The intense emotional experiences we encounter on a daily basis is called “Habituation Hypothesis”. This term means that you often find yourself in autopilot- going through your day doing the same things (ie. getting dressed, going to work, cooking, etc.), and your thoughts are somewhere else. The longer you live somewhere or work somewhere, less and less experiences feel genuinely fresh or new.

It is natural for us to attempt to save energy whenever we can. So, when life becomes habitual and average, our minds shift into autopilot and we travel somewhere else in our minds. The more routine something is or the more you practice something; then, more easily efficient things become to allow your mind to be free to concentrate on more urgent and stressful problems. Sadly, most of us use this mental freedom to worry, over analyze, and doubt decisions. All these things can become stressful and weigh on our overall perspective of life and time. Thus, no matter how you distribute your mental thoughts, by using your mind in these ways, we begin to shorten time, and in the end it seems to accelerate our lives.

“Forward Telescoping”, is a term psychologists coined to explain how we regard past experiences and how it affects our lives. Often, we feel the need to remain attached to vital past events like a child’s birth or a death in the family- to the point where we feel like it just happened, when in reality it was many years ago. Then, when you grasp the reality that a decade had passed by since you were married; it feels like only a few years and it can be quite alarming.

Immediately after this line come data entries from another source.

PR #1117, opened 2020-05-21
FormContext gets ObjectDriller instance

jlhogan:
Also, change ObjectDriller constructor to use data object,
instead of copy.

### DIFF
--- a/src/Hedwig/ClientApp/src/components/Form_New/Form.tsx
+++ b/src/Hedwig/ClientApp/src/components/Form_New/Form.tsx
@@ -1,5 +1,6 @@
 import React, { FormHTMLAttributes, PropsWithChildren, useState, useEffect } from 'react';
 import { FormProvider } from './FormContext';
+import { ObjectDriller } from './ObjectDriller';
 
 type FormProps<T> = {
 	onSubmit: (_: T) => void;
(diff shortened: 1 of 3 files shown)


src/Hedwig/ClientApp/src/components/Form_New/ObjectDriller.ts
```diff
@@ -22,7 +20,7 @@ export class ObjectDriller<T> {
 	path: string;
 
 	constructor(obj: T, path?: string) {
-		this.value = cloneDeep(obj);
+		this.value = obj;
```
cailyncodes, line 23: Do we want to be using the same instance everywhere?

src/Hedwig/ClientApp/src/components/Form_New/Form.tsx
```diff
@@ -43,10 +44,17 @@ const Form = <T extends any>({
 		onSubmit(_data);
 	};
 
+	/**
+	 * dataDriller instance to pass around for convenience,
```
mmazanec22, line 48: Yay clear comment!

src/Hedwig/ClientApp/src/components/Form_New/ObjectDriller.ts
cailyncodes: I guess this is fine just by itself here, but with the above change of adding it to the context

jlhogan: I believe we do, otherwise we'd need to be re-creating all driller instances whenever `obj` changes to have it reflecting up-to-date form data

Paul Janet’s “Proportional Theory” can also explain our accelerated view of time as it says that when we age, every moment of time is a minimum fraction of our whole life. This affects how we experience every minute of our lives. William James, the American philosopher, even stated, “ The Apparent length of an interval at a given epoch of a man’s life is proportional to the total length of the life itself. A child of ten feels a year as 1/10 of his whole life- a man of fifty as 1/50, the whole life meanwhile apparently preserving a constant length.”

Some solutions to all these reasons we experience life quicker as we age are: find loveliness in everything. The more things we experience in which we are inspired by or excited for, help us to enjoy the moment and expand the interval of time. Also, to relax, and relish the current moment. Instead of planning your future, over thinking, and second guessing life, take time to free your mind to enjoy and truly value the moment and experience the present.

Another tip is to limit doing multiple things at once. Although many of us live hectic lives that often require multitasking, it consumes your mental abilities to have more energy and to create new experiences and memories. In the end, you will become less constructive and feel more and more as though your days and hours are slipping away.

Search for new experiences. Again, make sure to seek out experiences that contribute to emotional experiences to avoid the “loosing” perception of time. Fresh experiences allow us to be challenged, emotionally engaged, and force us to concentrate on the present moment. Sometimes it requires a change in a normal routine and a challenge to do something you’ve never done before. Ron Friedman, Ph. D says, “ Studies show that people who feel “time-rich” tend to be happier and more fulfilled than those of us who constantly feel rushed. They experience fewer headaches and upset stomachs, and regularly get better quality sleep.”.